## DIRECTIONS
Can you pull out each line of the data below that includes the word "also"?

## MATERIAL PROVIDED

PR #3792, opened 2019-05-24
[MRG+1] Add 429 to RETRY_HTTP_CODES

barraponto:
I believe 429 should be added to RETRY_HTTP_CODES. It literally means to be retried after a certain while.


barraponto:
Second thoughts: `429` requests (and `503` and `301`) may have `Retry-After` headers specifying dates (or delay times) to wait before re-trying.

Gallaecio:
That is correct, but that is already the case with `503`, which is also in the list. I still think adding `429` to the list make sense. Handling delays on retries is a different topic.

PR #3794, opened 2019-05-25
[MRG+1] Fix form methods in FormRequest.from_response (#3777)

### LINKED ISSUE #3777: Whitelist form methods in FormRequest.from_response
Hi team, according to this [article](https://developer.mozilla.org/en-US/docs/Web/HTML/Element/form#attr-method), there are 3 methods that are accepted in form's `method` attribute. I can't remember about other methods, but I'd agree to consider the rest of [REST verbs](https://restfulapi.net/http-methods/) if that's common. Anyway, I think it should be a good idea to whitelist the accepted methods to avoid scenarios like this [vulnerability exploitation](https://medium.com/alertot/web-scraping-considered-dangerous-exploiting-the-telnet-service-in-scrapy-1-5-2-ad5260fea0db) that took advantage of form's method.

This issue affects `FormRequest.from_response` and the affected line is: https://github.com/scrapy/scrapy/blob/a3d38041e230f886d55569f861a11a96ab8a1913/scrapy/http/request/form.py#L51

I want to know if there some reason behind this behavior, otherwise I could send a pull request.

csalazar:
Fixes #3777

### DIFF
--- a/scrapy/http/request/form.py
+++ b/scrapy/http/request/form.py
@@ -18,7 +18,7 @@ from scrapy.utils.response import get_base_url
 
 
 class FormRequest(Request):
-    valid_form_methods = ['GET', 'POST', 'DIALOG']
+    valid_form_methods = ['GET', 'POST']
 
     def __init__(self, *args, **kwargs):
         formdata = kwargs.pop('formdata', None)
@@ -50,9 +50,11 @@ class FormRequest(Request):
         formdata = _get_inputs(form, formdata, dont_click, clickdata, response)
         url = _get_form_url(form, kwargs.pop('url', None))
 
-        method = kwargs.pop('method', form.method).upper()
-        if method not in cls.valid_form_methods:
-            method = 'GET'
+        method = kwargs.pop('method', form.method)
+        if method is not None:
+            method = method.upper()
+            if method not in cls.valid_form_methods:
+                method = 'GET'
 
         return cls(url=url, method=method, formdata=formdata, **kwargs)
 
--- a/scrapy/http/request/form.py
+++ b/scrapy/http/request/form.py
@@ -18,6 +18,7 @@ from scrapy.utils.response import get_base_url
 
 
 class FormRequest(Request):
+    valid_form_methods = ['GET', 'POST', 'DIALOG']
 
     def __init__(self, *args, **kwargs):
         formdata = kwargs.pop('formdata', None)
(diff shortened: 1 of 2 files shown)


scrapy/http/request/form.py
```diff
@@ -48,7 +49,11 @@ def from_response(cls, response, formname=None, formid=None, formnumber=0, formd
         form = _get_form(response, formname, formid, formnumber, formxpath)
         formdata = _get_inputs(form, formdata, dont_click, clickdata, response)
         url = _get_form_url(form, kwargs.pop('url', None))
-        method = kwargs.pop('method', form.method)
+
+        method = kwargs.pop('method', form.method).upper()
+        if method not in cls.valid_form_methods:
+            raise ValueError('Invalid form method in chosen form')
```
kmike: I wonder if we should follow standard more closely, and consider unknown and invalid methods as GET (see https://www.w3.org/TR/html5/sec-forms.html#element-attrdef-form-method):

> The invalid value default for these attributes is the GET state. The missing value default for the method attribute is also the GET state. (There is no missing value default for the formmethod attribute.)

csalazar: Yep, I agree with that, I'm going to modify the PR.

csalazar:
Updated with Mikhail's feedback

scrapy/http/request/form.py
```diff
@@ -48,7 +49,11 @@ def from_response(cls, response, formname=None, formid=None, formnumber=0, formd
         form = _get_form(response, formname, formid, formnumber, formxpath)
         formdata = _get_inputs(form, formdata, dont_click, clickdata, response)
         url = _get_form_url(form, kwargs.pop('url', None))
-        method = kwargs.pop('method', form.method)
+
+        method = kwargs.pop('method', form.method).upper()
```
kmike: I think previously passing method=None explicitly was supported, but now it is not - could you please fix this small backwards compatibility issue?

csalazar: and `method=None` should be `GET` or `None`?

Gallaecio: `GET`, I believe.

kmike: That's an interesting question, because current behavior is POST. 

1) method is not passed => we use form.method fallback
2) `<form method>` not defined in HTML => I believe lxml returns "GET" in this case (need to check it), so method becomes GET
3) method=None is passed explicitly => currently method=None is passed through to `__init__`, which means method becomes POST. 

(3) is what is changed - a case where an user pass method=None explicitly. Not sure about the use case, just noticed that it is backwards incompatible. Passing through None should be enough to fix it.

kmike:
Thanks @csalazar!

## ANSWER TO THIS TASK
That is correct, but that is already the case with `503`, which is also in the list. I still think adding `429` to the list make sense. Handling delays on retries is a different topic.
> The invalid value default for these attributes is the GET state. The missing value default for the method attribute is also the GET state. (There is no missing value default for the formmethod attribute.)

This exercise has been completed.